Application of discrete element method (DEM) in characterization of bond-slip behavior in RC beams with confinement subjected to corrosion

In this study, the application of the discrete element method (DEM) for characterization of bonding behavior at the rebar/concrete interface of reinforced concrete (RC) beams subjected to different levels of corrosion is investigated. For this purpose, a set of experimental under-reinforced and balanced-reinforced concrete beams are selected from the literature, which were subjected to chloride-induced corrosion for different periods. The DEM defines the bond between rebar and concrete by three key contact parameters including friction coefficient, contact pressure, and clearance. A set of contact parameters that yields the minimum integral absolute error (IAE) is selected as the optimum. In an attempt to increase the accuracy of the optimization process, an artificial neural network (ANN) model is used to fill the gaps between the values considered in the parametric study.
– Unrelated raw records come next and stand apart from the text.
Issue #318, opened 2021-12-26
Add preset for `memorial=stolperstein`


tordans:
We have a lot of those special memorial stones in Germany and both the Wiki(data)/Data Item and OSM Community are recording them. It think a preset would be a nice recognition of this work. 

However, the tagging seems be in a process of change, so we need to find a good preset tagging here.

## **Here is my research:**

- Wiki https://wiki.openstreetmap.org/wiki/DE:Stolpersteine + Discussion https://wiki.openstreetmap.org/wiki/DE_talk:Stolpersteine
- Should only apply for Germany since this is where most of those stones are (right?)
- The recommended tagging changed in 2018 which was discussed on the forum [and the wiki-talk-page](https://wiki.openstreetmap.org/wiki/DE_talk:Stolpersteine#Tagging_scheme_change) and the wiki page shows the result of this change. It was not a formal voting proposal process, though
- The existing tagging was never updated, which means the old tagging still has a lot more use
  - `memorial=stolperstein` 4.499 https://taginfo.openstreetmap.org/tags/memorial=stolperstein
  - `memorial:type=stolperstein` 24.784 https://taginfo.openstreetmap.org/tags/memorial%3Atype=stolperstein
  - I assume the other "unusal" tags will show similar numbers.
- There are two JOSM presets which also still follow the old tagging guideline
  - https://josm.openstreetmap.de/wiki/Presets/Stolpersteine
  - https://josm.openstreetmap.de/wiki/Presets/StolpersteineLight
- There is an active community adding this data as Wikidata Data Item, eg. https://www.wikidata.org/wiki/Wikidata:WikiProject_Stolpersteine [with a map of this data](https://query.wikidata.org/embed.html#%23defaultView%3AMap%0ASELECT%20%3FStolperstein%20%3FStolpersteinLabel%20%3Fgeographische_Koordinaten%20WHERE%20%7B%0A%20%20SERVICE%20wikibase%3Alabel%20%7B%20bd%3AserviceParam%20wikibase%3Alanguage%20%22%5BAUTO_LANGUAGE%5D%2Cen%22.%20%7D%0A%20%20%3FStolperstein%20wdt%3AP31%20wd%3AQ26703203.%0A%20%20OPTIONAL%20%7B%20%3FStolperstein%20wdt%3AP625%20%3Fgeographische_Koordinaten.%20%7D%0A%7D) => I think we should recommend Wikidata as a preset field as well

## Preset

**What tags to add to the preset:**

[...]

PR #964, opened 2023-07-21
Add preset `stolperstein` with deprecations and `memorial:addr` field

tordans:
Recently the wiki page https://wiki.openstreetmap.org/wiki/DE:Stolpersteine was updated which resolved a few of the blockers I saw in #318.

### Preset

- The fields are split of from the regular memorial preset in order to now show the `material` on the Stolperstein Preset which always brass AFAIK and none of the wiki pages does recommend it
- The name "Memorial Plaque Stolperstein" is meant to be descriptive for other language users. I think the German translations should just be "Stolperstein"
- I did not add a ref pr memorial:ref field because again, the wiki/community is not clear on what to use but mainly there is no current usage of either [in Taginfo](https://taginfo.openstreetmap.org/tags/memorial=stolperstein#combinations)
- I did not add those [`person:date_of_birth`](https://taginfo.openstreetmap.org/keys/person%3Adate_of_birth) fields because I did not want to research how to add custom date fields but also I think those special fields can be added with the "Tags" area in iD when users want to…
- Info-i: Nothing to do here; the wiki and wikidata is present https://wiki.openstreetmap.org/wiki/Tag:memorial%3Dstolperstein
- 

### `memorial:addr` field

- TODO: Lets see if this works in the branch preview…
- The wiki and talk page are not clear on which tag to use, so I added both "address" and "memorial:addr". At least for the new tagging of `memorial=stolperstein` all users agreed to use "memorial:addr" ([Taginfo](https://taginfo.openstreetmap.org/tags/memorial=stolperstein#combinations))
- The wiki is not clear on which address, so I took a risk here and clarified as "Nearest building address" which is the only think that makes sense IMO because we map what we see in OSM. Research tasks like "where did this person live" can be recorded on the Wikidata item. It is also what makes sense for the [completeness-verification process](https://wiki.openstreetmap.org/wiki/DE:Stolpersteine#Soll-Ist-Abgleich-Tool) that is described on the wiki.
- I only added the subkeys that are most often used https://taginfo.openstreetmap.org/search?q=memorial%3Aaddr#keys but also described as importent on the wiki
- Info-i: There is no wiki page ([Search](https://wiki.openstreetmap.org/w/index.php?search=memorial%3Aaddr&title=Special%3ASearch&go=Seite)) but there is an empty Wiki data item https://wiki.openstreetmap.org/wiki/Item:Q1507

### deprecations

- The wiki is now pretty clear about the update path for `memorial:type` ([usage 25k](https://taginfo.openstreetmap.org/keys/memorial%3Atype#overview) with a bit of double tagging)
- And it makes sense to also update the core info from `memorial:text` at the same time ([usage 21k](https://taginfo.openstreetmap.org/search?q=memorial%3Atext#keys))

### Regional preset?

In https://github.com/openstreetmap/id-tagging-schema/issues/318#issuecomment-1015287842 we talked about making this a regional preset or not. The wiki page on which countries/cities have Stolpersteine (https://de.wikipedia.org/wiki/Liste_der_Orte_mit_Stolpersteinen) is quite long.

Given this long list, I think we should either make it a regional preset for just the top 3 countries … or keep it as a general preset.

### TODOs

- [x] Check address-field ==> Works great
- [ ] Later: Add info on address-wikidata item
- [ ] Resolve regional preset
- [ ] Where does the empty "wikipedia" field come from? / how to remove it? It is not part of the preset…
     image

---

Closes https://github.com/openstreetmap/id-tagging-schema/issues/318


tordans:
# Testing

- https://pr-964--ideditor-presets-preview.netlify.app/id/dist/#background=Bing&disable_features=boundaries&id=n6879076451&locale=en&map=22.00/52.47629/13.44686 is a good place to test the preset
- https://pr-964--ideditor-presets-preview.netlify.app/id/dist/#background=Bing&disable_features=boundaries&id=n10982639457&map=20.00/52.46499/13.33045 can be used to test the deprecations (https://overpass-turbo.eu/s/1xN9)

tordans:
@tyrasd ready to review. Please have a look at the todo list above for your input. 🙏

tordans:
Thanks for your feedback & help @tyrasd. This is ready for review again.

> > Regional Preset
> 
> Given that there are (logically) very few [exceptions](https://de.wikipedia.org/wiki/Liste_der_Orte_mit_Stolpersteinen#Verlegung_auf_anderen_Kontinenten) outside of Europe, maybe limiting the scope to Europe [(code Q46)](https://ideditor.codes/?code=Q46) would be reasonable. 

Good idea! I added it like that in https://github.com/tordans/id-tagging-schema/commit/8e90f9954fa716e6df3bece0af461e1bd4731462

> > At least for the new tagging of memorial=stolperstein all users agreed to use `memorial:addr`
> 
> But the wiki page recommends to put the full address as a string into `memorial:addr=…` and that also seems to be [more common](https://taginfo.openstreetmap.org/search?q=memorial%3Aaddr#keys) than using the address subtags. 🤷 🤔

OMG this tagging is so unfortunate…
I tried adding both variants and make it that the UI picks the right one based on existing tags. However, the `type:address`  does not allow other tags that `addr:*` (it does not automatically use a different prefix), so that was a dead end.

Now, there is just an optional (moreFields) address string field…

> > Where does the empty "wikipedia" field come from? / how to remove it? It is not part of the preset…
> 
> This is the behaviour of the `wikidata` field type: It automatically tries to sync a matching wikipedia page for wikidata entries, adding the field for the wikipedia entry. This does of course not make all too much sense for wikidata entries which don't have a corresponding wikipedia entry. This must be fixed on iD's side, however.

I think that is fine for now…

tyrasd (approved):
Looks good to me.

I gave the wikipedia/wikidata field a second look and think I have a better solution for the case where there is a wikidata identifier, but no wikipedia page: see https://github.com/openstreetmap/id-tagging-schema/commit/14bd2c7b9a68bab5829df8bac1a04939325eee3e

Also, for the `memorial:addr` vs. `memorial:addr:*` tag(s): not sure what you tried, but one can use different address prefixes in the field, see #971 / 0fe03d7. Would you like to integrate this approach here before we merge?

tordans:
@tyrasd thanks for the help with the `*addr*` part. I changed it to use the street instead of housenumber since that is a good fit as well and a bit more broad IMO.

I looked at the data https://overpass-turbo.eu/s/1z4c and Hamburg uses this schema a lot, so it is worth adding…
image

## Testcase

https://pr-964--ideditor-presets-preview.netlify.app/id/dist/#background=Bing&disable_features=boundaries&id=n2652126042&locale=en&map=19.00/53.57327/10.03401

1. First update the tags
2. Now the address-fields show up (because now the Stolpersteine preset is active)

---

@tyrasd this is ready to be merged IMO

PR #971, opened 2023-08-03
[demo] add secondary memorial:addr:* field for when the subtag schema is used

tyrasd:
for #964 (this PR is not meant to be merged, it's just to get the demo/preview of the below mentioned functionality)

> I tried adding both variants and make it that the UI picks the right one based on existing tags. However, the type:address does not allow other tags that addr:* (it does not automatically use a different prefix), so that was a dead end.

Something like this should do the trick. It's not 100% waterproof, as it relies on the `memorial:addr:housenumber` tag to determine which field to display (there might be the case where only be a `memorial:addr:housename` exists), but except for that it seems to work fine.

### DIFF
--- a/data/fields/memorial/addr.json
+++ b/data/fields/memorial/addr.json
@@ -1,5 +1,8 @@
 {
     "type": "text",
     "key": "memorial:addr",
-    "label": "Nearest Building Address"
+    "label": "Nearest Building Address",
+    "prerequisiteTag": {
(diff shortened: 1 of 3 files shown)


tordans:
Thanks a lot @tyrasd I merged this into https://github.com/openstreetmap/id-tagging-schema/pull/964. This PR can be closed IMO.

PR #973, opened 2023-08-08
Add translatable strings to "marker" field

kjonosm:


tyrasd:
I think at least some of the value labels are not really intuitive… for example _Aerial_ was not quite clear to me without reading the [wiki page](https://wiki.openstreetmap.org/wiki/Key:marker). It could be a good idea to use the `title`/`description` syntax here, to add some additional information to these values:

```json
        …
        "options": {
            "aerial": {
                "title": "Aerial",
                "description": "Designed to be seen by aerial inspection"
            },
            …
```

What do you think?

kjonosm:
@tyrasd
I added short descriptions based on OSM wiki.
Feel free to adjust the wording...

data/fields/marker.json
```diff
@@ -1,5 +1,33 @@
 {
     "key": "marker",
     "type": "typeCombo",
-    "label": "Type"
+    "label": "Type",
+    "strings": {
+        "options": {
+            "aerial": {
+                "title": "Aerial",
+                "description": "Designed to be seen by aerial inspection."
```
1ec5, line 9: This is a simpler way to say the same thing:

```suggestion
                "description": "Designed to be visible from the air."
```

data/fields/marker.json
```diff
@@ -1,5 +1,33 @@
...
+            },
+            "ground": {
+                "title": "Ground",
+                "description": "Flat marker fixed directly onto the ground."
```
1ec5, line 13: “Fixed” is a potentially confusing word, and it’s assumed for a marker anyways. Maybe something like this?

```suggestion
                "description": "Flat marker laid in the ground."
```

Or maybe:

```suggestion
                "description": "Laid flat on the ground in a fixed location."
```

1ec5:
I guess it’s fine to omit [`marker=paddle`](https://wiki.openstreetmap.org/wiki/Tag:marker%3Dpaddle). As far as we know so far, it’s only being used in one country, although in reality it’s being used in very large numbers.

tyrasd:
merged as c0bfb2812c1d0ae94cc05fa0567002c787296551

Issue #975, opened 2023-08-10
Add preset for amenity=baking_oven


AntMadeira:
### OSM Tag(s)

amenity=baking_oven

### How would you like this tag to see supported?

As a Preset

### Label

Baking Oven

### Link to OSM Wiki page

https://wiki.openstreetmap.org/wiki/Tag:amenity%3Dbaking_oven

### Status of the Tag

Approved

### Usage of the tag

752

### Further Information

Hi there.
I would like to request the addition of this preset to iD pluss the oven=* field.

Regards.

N-45div:
@tyrasd sir can you please check the pull request and tell me any changes required

N-45div:
@tyrasd sir i have made the necessary changes please check it...Thank You

qugebert:
I think this can be closed as completed in #983

PR #978, opened 2023-08-13
#975 Added in amenity Group Baking_oven field

N-45div:
Please tell any changes required


data/presets/baking_oven/bakehouse.json
```diff
@@ -0,0 +1,24 @@
+{
+    "icon": "Bakehouse",
```
tyrasd, line 2: Hi. We need a valid icon for the preset. See https://github.com/ideditor/schema-builder/blob/main/ICONS.md for more information about which icon sets are available.

As a last resort, we could use `fas-bread` (https://fontawesome.com/v6/icons/bread-slice?f=classic&s=solid) maybe?

data/presets/baking_oven/bakehouse.json
```diff
@@ -0,0 +1,24 @@
...
+    "geometry": [
+        "point",
+        "area"
+    ],
+    "tags": {
+        "amenity": "baking_oven",
+        "cuisine": "Bakehouse"
```
tyrasd, line 9: where did you find the tag `cuisine=Bakehouse`? As far as I can see, this tag is not used in OSM.

data/presets/baking_oven/bakehouse.json
```diff
@@ -0,0 +1,24 @@
...
+    },
+    "reference": {
+        "key": "cuisine"
```
tyrasd, line 12: reference should be the main tag of the preset, here: `amenity=baking_oven`
```json
        "key": "amenity",
        "key": "baking_oven"
```

this can be completely omitted if the preset only has one tag in `tags` (as I would assume will be the case here).

data/presets/baking_oven/bakehouse.json
```diff
@@ -0,0 +1,24 @@
...
+    },
+    "terms": [
+        "breads",
+        "croissants",
+        "muffins",
+        "tea Cakes",
+        "bagels",
+        "nibbles",
+        "cookies"
```
tyrasd, line 21: are you sure about the _pastry_ type products as search terms for this preset? I think that typically, such baking ovens are used to only bake breads and bread-like products.

Suggestion:

```suggestion
        "beehive oven",
        "bread",
        "clay oven",
        "horno",
        "masonry oven",
        "tabun oven",
        "pizza oven"
```

data/presets/baking_oven/bakehouse.json
```diff
@@ -0,0 +1,24 @@
...
+    ],
+    "name": "Bakehouse"
```
tyrasd, line 23: This name would clash with the tag `building=bakehouse` (https://wiki.openstreetmap.org/wiki/Tag:building%3Dbakehouse). Maybe one of the following would be better:

```suggestion
    "name": "Baking Oven"
```

```suggestion
    "name": "Communal Oven"
```

tyrasd (changes requested):
Thank you for this! :+1:

Please find some suggestions for changes below. :relaxed:

N-45div:
Thank you So much Sir for your suggestions..will inculcate those suggestions and revert to you back....

data/presets/baking_oven/bakehouse.json
N-45div: I have used now Temaki-bread for the icon

data/presets/baking_oven/bakehouse.json
N-45div: Thank you so much for the suggestion implemented the same....

data/presets/baking_oven/bakehouse.json
N-45div: Thank you so much for the suggestion implemented the same....

data/presets/baking_oven/bakehouse.json
N-45div: Sir just kept the key = amenity as suggested

data/presets/baking_oven/bakehouse.json
N-45div: yes sorry didnt noticed it did the necessary changes

N-45div:
@tyrasd sir did the changes please do review it once...Thank you

data/presets/amenity/baking_oven/bakehouse.json
```diff
@@ -0,0 +1,24 @@
+{
+    "icon": "temaki-bread",
+    "geometry": [
+        "point",
+        "area"
+    ],
+    "tags": {
+        "amenity": "baking_oven",
+        "building": "Bakehouse"
```
kjonosm, line 9:
```suggestion
        "building": "bakehouse"
```

N-45div: Thank You so much for reviewing...I have committed your suggestion...Hope it gets merged...

PR #981, opened 2023-08-15
ATM: Add charge

mvl22:
Many ATMs increasingly have a charge for withdrawals, though others are free. Amounts vary widely. This is useful information if trying to avoid racking up fees.

### DIFF
--- a/data/presets/amenity/atm.json
+++ b/data/presets/amenity/atm.json
@@ -3,6 +3,7 @@
     "fields": [
         "operator",
         "network",
+        "charge",
         "cash_in",
         "currency_multi",
         "drive_through"


kjonosm:
[`charge=*`](https://wiki.openstreetmap.org/wiki/Key:charge) is used to specify the exact amount to withdraw cash.
I guess [`fee=*`](https://wiki.openstreetmap.org/wiki/Key:fee) is what you are actually looking for?

Dimitar5555:
ATMs don't charge for withdrawing money. Banks do. The charge depends on your plan (student/standard/pensioner), card issuer (visa/mastercard), card type (credit/debit/prepaid), the ATM (in-network or out-network) and your bank's terms and condition. How would you fit all of this information in that field? `fee=yes;no`?

mvl22:
> ATMs don't charge for withdrawing money.

That doesn't seem to be my experience, and it's not what is defined on the OSM wiki. Pretty sure an ATM I used today stated that the machine would charge a fee of 1.80 EUR for instance. It was listed as a machine fee, not something from the bank. The bank may also charge a VISA fee for instance.

https://wiki.openstreetmap.org/wiki/Tag:amenity=atm#Tagging

Dimitar5555:
> > ATMs don't charge for withdrawing money.
> 
> Are you sure? That doesn't seem to be my experience, and it's not what is defined on the OSM wiki. Pretty sure an ATM I used today stated that the machine would charge a fee of 1.80 EUR for instance. It was listed as a machine fee, not something from the bank. The bank may also charge a VISA fee for instance.
> 
> https://wiki.openstreetmap.org/wiki/Tag:amenity=atm#Tagging
> 
> `charge=* | Specific of the ATM. | 1.75 GBP (fixed fee)`

I assume that you've used Euronet's ATM. Euronet is not a bank, so their ATMs do charge. They are also notorious for having high transaction and exchange fees.

I was referring to ATMs of actual banks. Each bank will charge a different amount based on the conditions above. So for bank A's ATM you would have something along the lines of `charge=0 EUR @ customers of Bank A and currency=local;0.5 EUR + 0.25% @ customers of Bank A and currency=USD;1 EUR @ customers of Bank B;max(5 EUR, 0.75%) @ customers of Bank B and card=Visa Platinum|Mastercard Platinum and currency!=local;5 EUR +1.25% @ customers of non-EEA bank`. That's not even counting the existence of Bank C, Bank D and so on. For simplicity I ignored most card types and most premium and social packages but you can see where this is going.

mvl22:
Yes, Euronet are 7 EUR here. That presumably would be suitable for `charge=7 EUR`?

No, the example I gave yesterday was a cash machine on the outside wall of a Banco Sabadell branch, which is a bank. The receipt clearly states `ATM fee: 1,80 EUR`. Are you saying that 'ATM fee' is actually a banking fee and is customer-dependent?

tyrasd (changes requested):
As mentioned, the tag/field for this would be `fee`. And as also mentioned, the case where the fee _depends_ is probably the most common, so the simple `yes`/`no` checkbox field would not be sufficient here. I'd say, we can add a new field for atm fees (`fields/fee_atm.json`) with the values `yes`/`some`/`no` (as mentioned on the [wiki page](https://wiki.openstreetmap.org/w/index.php?title=Tag:amenity%3Datm&oldid=2584157#Tagging)). Does that make sense?

//Edit: and perhaps include this field only as an optional one (in `moreFields`), as the tag seems to be not [very much used](https://taginfo.openstreetmap.org/tags/amenity=atm#combinations) at the moment.

mvl22:
The wiki suggests that fee is a simpler boolean type field and that charge is the actual amount. (Seems a bit like duplication to me.) Is my reading incorrect?

See also the talk page which implies fee is not an amount field.

https://wiki.openstreetmap.org/wiki/Talk:Tag:amenity%3Datm#fee=*_for_the_actual_amount_of_money_requested_to_operate_the_atm

PR #983, opened 2023-08-16
#975 Added baking_oven in preset

N-45div:
Please review it once actually it was done earlier I deleted my earlier repo due to which earlier pull request also got deleted...


N-45div:
@tyrasd sir thank you so much for reviewing and making the necessary changes...any more changes I have to do from my side please tell...Once again thank you it's very exciting contributing to the repo it was my first time but yes will involve more in it...

danieldegroot2:
Fixes #975.

data/presets/amenity/baking_oven/bakehouse.json
danieldegroot2, line 1: > data/presets/amenity/baking_oven/bakehouse.json

Rename file to `baking_oven.json`.

Adding `/bakehouse` is too specific; It defines what would be an additional preset for `amenity=baking_oven`, with some pre-filled fields (properties). However, there should probably be a base preset first, before this can be considered. Noting previous changes at https://github.com/openstreetmap/id-tagging-schema/pull/983/commits/fc9649aa4ee7cd647bd9a4393628952e902f3a0a , only the file name still needs to be simplified.

You can change the file name while in edit mode. Put the cursor between `bakehouse` and `.json`. Remove "bakehouse" using backspace. Then, by pressing backspace once more, the additional `/` will be removed, resulting in `baking_oven.json` as the final name.

Fyi You can see an example of additional presets at [`https://github.com/openstreetmap/id-tagging-schema/tree/main/data/presets/amenity/parking . Note they are in their own sub-folder.

danieldegroot2, line 1: Try adding `fields` and `moreFields`, like in https://github.com/openstreetmap/id-tagging-schema/blob/main/data/presets/amenity/bbq.json

The fields mentioned there can be kept. Either [`fuel`](https://wiki.openstreetmap.org/wiki/Key:fuel) or [`oven`](https://wiki.openstreetmap.org/wiki/Key:oven) is fine (do not add both), it can be changed later if needed. Other fields could be considered later.
(sidenote: seems `oven` was overlooked in the proposal process. It could be proposed for it to be changed to `fuel`.)

danieldegroot2 (changes requested):

PR #984, opened 2023-08-17
Add "unspecified traffic sign"

tordans:
Sometimes, we map `highway=traffic_sign` without specifying the `traffic_sign=*` (which is usually the primary tag for historic reasons).

Those traffic signs are missing a preset, which I added as unsearchable.

I created a separate file for that because I think there is no way to give a preset two different, unrelated `tags` to match on.

- Wiki https://wiki.openstreetmap.org/wiki/Tag:highway%3Dtraffic_sign
- Usage 1k+ https://taginfo.openstreetmap.org/tags/highway=traffic_sign#map, all over the world

### DIFF
--- a/data/presets/highway/_traffic_sign.json
+++ b/data/presets/highway/_traffic_sign.json
@@ -12,5 +12,5 @@
     },
     "terms": [],
     "searchable": false,
-    "name": "Unspecified Traffic Sign"
+    "name": "{traffic_sign}"
 }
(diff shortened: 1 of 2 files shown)


tordans:
# Testing

- https://pr-984--ideditor-presets-preview.netlify.app/id/dist/#background=Bing&disable_features=boundaries&id=n10311996320&locale=en&map=19.00/52.46748/13.47302
- https://www.openstreetmap.org/node/10311996320

PR #987, opened 2023-08-30
Add fhrs:id

Cj-Malone:
We use [fhrs:id](https://wiki.openstreetmap.org/wiki/UK_Food_Hygiene_Rating_Scheme) a [fair bit](https://taginfo.openstreetmap.org/keys/fhrs%3Aid) in GB, to match to official data of "food establishments". There definition and OSMs don't line up perfectly, but I've copied a [reasonable list](https://github.com/gregrs-uk/fhodot/blob/5a1faabe5ab719c755bc9bda4403864f832b4fa9/import/osm/imposm_mapping.yml#L17) from a QA tool we use.

FSA seem to allow anything in, hence why some clothes shops are listed. FHODOT falls back and selects everything that already has `fhrs:id=*`, so I'm curious how iD will react to a poi with `shop=clothes` + `fhrs:id=123`, not that the edge case really matters.

### DIFF
--- a/data/fields/fhrs/id-GB.json
+++ b/data/fields/fhrs/id-GB.json
@@ -1,0 +1,17 @@
+{
+    "key": "fhrs:id",
+    "type": "identifier",
+    "label": "FHRS ID",
+    "urlFormat": "https://ratings.food.gov.uk/business/en-GB/{value}",
+    "pattern": "^[0-9]{1,}$",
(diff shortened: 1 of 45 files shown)


tyrasd (approved):

tyrasd (approved):

Cj-Malone:
Thank you

PR #988, opened 2023-09-01
Add new preset for fuel pump and rename current one

### LINKED ISSUE #411: "Gas Pump" preset clarifications
The Gas Pump preset automatically includes amenity=vending_machine+vending=fuel

Is this supposed to be micro-mapped for an individual gas pump inside a "Gas station" (amenity=fuel), or for a standalone automated vending machine(s) point of sales ?

https://wiki.openstreetmap.org/wiki/Tag:vending%3Dfuel
has this confusing statement: "To avoid tag conflicts, a fuel station sells fuel using a fuel vending machine, it's good to mark it as [amenity](https://wiki.openstreetmap.org/wiki/Key:amenity)=[fuel](https://wiki.openstreetmap.org/wiki/Tag:amenity%3Dfuel) + [vending_machine](https://wiki.openstreetmap.org/wiki/Key:vending_machine)=yes."

Dimitar5555:
Resolves #411

### DIFF
--- a/data/presets/amenity/vending_machine/fuel.json
+++ b/data/presets/amenity/vending_machine/fuel.json
@@ -4,6 +4,12 @@
         "point",
         "vertex"
     ],
+    "fields": [
+        "ref",
+        "fuel/fuel_multi",
+        "fuel/fuel_multi-RU",
+        "operator"
+    ],
     "terms": [
         "petrol",
         "fuel",
@@ -22,6 +28,6 @@
         "key": "vending",
         "value": "fuel"
     },
-    "name": "Fuel Vending Pump",
+    "name": "Gas Vending Pump",
     "matchScore": 0.5
 }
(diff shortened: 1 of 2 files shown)


data/presets/amenity/vending_machine/fuel.json
```diff
@@ -4,6 +4,12 @@
         "point",
         "vertex"
```
Dimitar5555, line 5: Do we need to have them as vertex? I haven't seen fuel pumps that are attached to walls (or even fuel stations that have walls on the outside part).

Dimitar5555: Looks like there are (https://community.openstreetmap.org/t/differing-approaches-to-tagging-vending-machines-for-motor-fuel-dispensing-have-caused-confusion/103421/1)

PR #990, opened 2023-09-01
Correct icon names for fast food presets

danieldegroot2:
Correct icon name to be the same as in [`fast_food.json`](https://github.com/openstreetmap/id-tagging-schema/blob/main/data/presets/amenity/fast_food.json), which has a proper rendering.


tyrasd:
this was also fixed in #1057, sorry for having overlooked this one

PR #992, opened 2023-09-03
Update speciality.json

kjonosm:
Add some more specialties and make obstetrics a dedicated specialty besides gynaecology


matkoniecz:
will close and reopen to recreate preview

data/fields/healthcare/speciality.json
```diff
@@ -31,11 +31,13 @@
             "diagnostic_radiology": "Diagnostic Radiology",
             "emergency": "Emergency Medicine",
             "endocrinology": "Endocrinology",
+            "endodontics": "Endodontics",
```
matkoniecz, line 34: I guess that it is not necessary to provide "Endodontics" in more understandable way?

kjonosm: I don't know how to interpret your question. However, first and foremost adding these strings allow for a translation and therefore indeed provide for more understandable labels for many non English users.

matkoniecz: I meant that at least to me term "Endodontics" is not clear at all and does not really explain anything - but other medical fields are also using similar labels rather than more clear ones (say "Dental pulp specialisation"), so it fits what we have already

data/fields/healthcare/speciality.json
```diff
@@ -31,11 +31,13 @@
...
+            "familiy_medicine": "Family Medicine",
```
matkoniecz: "familiy" is surely a typo?

data/fields/healthcare/speciality.json
```diff
@@ -54,17 +56,20 @@
             "neuropsychiatry": "Neuropsychiatry",
             "neurosurgery": "Neurosurgery",
             "nuclear": "Nuclear Medicine",
+            "obstetrics": "Obstetrics",
```
matkoniecz, line 59: should it be a separate value?

https://wiki.openstreetmap.org/wiki/Key:healthcare:speciality does not list it

kjonosm: Obstetrics is a medical specialty that deals with pregnancy, childbirth and the postpartum period. It covers topics such as prenatal care, fetal assessments, labor and delivery, and complications of pregnancy.

Gynaecology encompasses sexual health and diagnosing and treating health issues arising from the female reproduction system.

Both specialities are often but not always combined

data/fields/healthcare/speciality.json
kjonosm: I would leave that question to a native English speaker.  It should however not block this pr as changing the label in a separate pr later is always possible.

data/fields/healthcare/speciality.json
matkoniecz: If that makes sense then wiki docs should be changed first, potentially after discussion with osm community

matkoniecz: iD tagging schema does not get to invent/change tags even if they would make sense

if you want to change tagging please consult with community first - please create thread at https://community.openstreetmap.org/ and link it here

kjonosm: Those specialties are very often combined. But what if e.g. `amenity=doctors` only offers `obstetrics` but no `gynaecology` or vice versa? Not tag it at all? If you don't want to have this value in the list, please amend the pr according to your liking. I don't want to repeat myself but first and foremost this pr allows for a translation and therefore provide for more understandable labels for many non English users. I hope this argument is considered in your triage.

matkoniecz: I am not saying that this tag makes no sense, I am saying that iD PR is not a good place to invent brand-new tagging

> If you don't want to have this value in the list, please amend the pr according to your liking

Note that PRs where authors are willing to fix problems have higher priority and important cases from https://github.com/openstreetmap/id-tagging-schema/issues have priority

kjonosm: > to invent brand-new tagging

Current [taginfo](https://taginfo.openstreetmap.org/search?q=healthcare%3Aspeciality%3Dobstetrics) numbers show that `healthcare:speciality=obstectrics` is in reasonable use.

matkoniecz: if that is true and tagging is not controversial then maybe adding it to wiki without discussion would make sense (I have NOT investigated this)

Based on the analysis results, the DEM can predict the force-deflection curve of corroded under-reinforced beams with high accuracy both in the preand post-cracking branches. However, in balanced-reinforced beams, the numerical curve deviates from the experimental one in the post-cracking branch. Furthermore, the use of ANN model can reduce the IAE by up to 40%, which indicates the effectiveness of the model in reducing the error in numerical simulations. In addition, the results show that the friction coefficient is more critical in DEM than other contact parameters.